Recommended Project Structure
streams-architecture/
orchestrator/
agents/
planner/
implementer/
reviewer/
tester/
researcher/
domain-specialist/
pipelines/
ingest/
normalize/
enrich/
windowing/
sink/
configs/
data/
tests/
docs/
Core Operating Principles
- Each agent has a clearly defined role and decision boundary
- Actions are auditable with explicit handoffs
- Memory is guarded; source-of-truth artifacts are required for decisions
- Tool access is restricted by role and secret management
- Handoffs are explicit, versioned, and logged
- Multi-agent orchestration is supervised and recoverable
Agent Handoff and Collaboration Rules
- Planner to Implementer: provide stage designs, data contracts, and required artifacts
- Implementer to Reviewer: present implementation details, tests, and performance metrics
- Reviewer to Tester: approve test plan and pass criteria
- Tester to Researcher: report failures and investigate root causes
- Domain Specialist to Orchestrator: approve domain-specific constraints and SLAs
Tool Governance and Permission Rules
- Access control to streaming clusters, topics, and storage must follow RBAC
- Secrets must be retrieved from a centralized vault; no hard-coded credentials
- All API calls require authenticated tokens with scoped permissions
- Production changes require validation and approval gates
Code Construction Rules
- Write idempotent transforms; avoid non-deterministic side effects
- Checkpoint frequently and document windowing logic
- Use schemas and validation at every transform
- Document data contracts and error handling in code comments
Security and Production Rules
- Encrypt data in transit and at rest; audit data access
- Limit blast radius; isolate components in staging before production
- Monitor for anomalies; implement alerting on failures
Testing Checklist
- Unit tests for each stage
- Integration tests for end-to-end flow
- End-to-end tests with replay and checkpoint validation
- Performance tests under backpressure
Common Mistakes to Avoid
- Skipping formal handoff artifacts
- Allowing context drift without a source of truth
- Bypassing the orchestrator or skipping tests
- Unnecessary or unsafe production changes without approvals
Related implementation resources: AI Use Case for Sales Pipeline Reviews and Deal Risk Scoring and AI Use Case for Corporate Event Managers Using Slack To Orchestrate Day-Of Venue Tasks Across Multi-Department Teams.
FAQ
What is the purpose of this AGENTS.md Template for stream processing?
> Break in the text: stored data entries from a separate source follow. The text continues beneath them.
PR #5294, opened 2019-12-02
5250-someClass-basicNew-printString-fails-for-around-10000-classes

### LINKED ISSUE #5250: someClass basicNew printString fails for around 10.000 classes
Is that a problem?

```Smalltalk
Object allSubclasses select: [ :c |  
    [(c basicNew) printString. false ] 
        on: Exception 
        do: [ true ] ].
```
The problem has an easy fix, changing the `#printStringLimitedTo:using:` method in 'Object' to have an exception handling part , perhaps returning 'an uninitialized nameOfClass` (or something better please).

Perhaps also some of the other implementations of `printString` need to be fixed, but not sure.

kasperosterbye:
Fixes #5250
Introduce a robustness to the general #printString. All non-failing printString calls continue to work. The fix is in particularly nice when debugging initialization code.

### DIFF
--- a/src/Kernel/Object.class.st
+++ b/src/Kernel/Object.class.st
@@ -1645,7 +1645,9 @@ Object >> printString [
 	"Answer a String whose characters are a description of the receiver. 
 	If you want to print without a character limit, use fullPrintString."
 
-	^ self printStringLimitedTo: 50000
+	[^ self printStringLimitedTo: 50000]
+	on: Exception
+	do: [ ^ 'an unPrintable/unInitialized ', self class name ]
 ]
 
 { #category : #printing }


svenvc:
You are essentially swallowing exceptions now.

There is some support in tools already.

Try inspecting 
    ZnMimeType new
The inspector says "error printing" and lower, "Error printing. Try self printString to debug".

I don't know if this is a good idea or not....

kasperosterbye:
True, I do swallow the exceptions. It was my experience that I could not run the debugger beyond a certain point because it got stuck on sending messages to nil (uninitialized instance variables) in classes I do not own. 

Yes, GT inspector do the same kind of error handling as I propose for the general case. 
If I try to follow the debugger into `OrderedCollection new`, I end up in `#setCollection:`, with self as 'error printing' as you say. If I then click on `self`, I get 'message not understood', as opposed to 'error printing'.

It is a simple thing, and I can live with just doing it in my image for my convenience. I cannot see any other way to do it.

kasperosterbye:
Closing this one as reviewer did not like it.

PR #5298, opened 2019-12-03
5282-MessageNotUnderstood-TextfindLastOccurrenceOfStringstartingAt-

### LINKED ISSUE #5282: MessageNotUnderstood: Text>>findLastOccurrenceOfString:startingAt:
How to reproduce

- Open Transcript
- In a method type
--  ()
-- then remove the last )
-- adding space or removing space produces 

MessageNotUnderstood: Text>>findLastOccurrenceOfString:startingAt:
MessageNotUnderstood: Text>>findLastOccurrenceOfString:startingAt:

MarcusDenker:
make sure the parser is handed a string, not a text. fixes #5282

### DIFF
--- a/src/Shout/SHRBTextStyler.class.st
+++ b/src/Shout/SHRBTextStyler.class.st
@@ -972,7 +972,7 @@ SHRBTextStyler >> pixelHeight [
 SHRBTextStyler >> privateStyle: aText [
 	| ast |
 	ast := classOrMetaClass compiler
-		source: aText;
+		source: aText asString;
 		noPattern: self isForWorkspace ;
 		options:  #(+ optionParseErrors + optionSkipSemanticWarnings);
 		requestor: workspace;


kasperosterbye:
I tend to think the error is in `SHRBTextStyler>>#privateStyle:` as it is the method which puts a Text into the Compiler using `source:` which expect a String (indicated by its argument aString).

This template defines roles, handoffs, memory, governance, and escalation for real-time pipelines to enable predictable multi-agent orchestration.
Who are the core agent roles in this template?
Planner, Implementer, Reviewer, Tester, Researcher, and Domain Specialist with orchestrator supervision.
How are agent handoffs enforced in the workflow?
Handoffs include context artifacts, versioned artifacts, and logs; the orchestrator validates completion before proceeding.
What security and production rules apply to this AGENTS.md?
RBAC, vault-based secrets, restricted production changes, and auditable change management.
How do you validate and test the pipeline before deployment?
Run unit and integration tests for each stage, perform end-to-end tests with replay, and validate on staging before prod.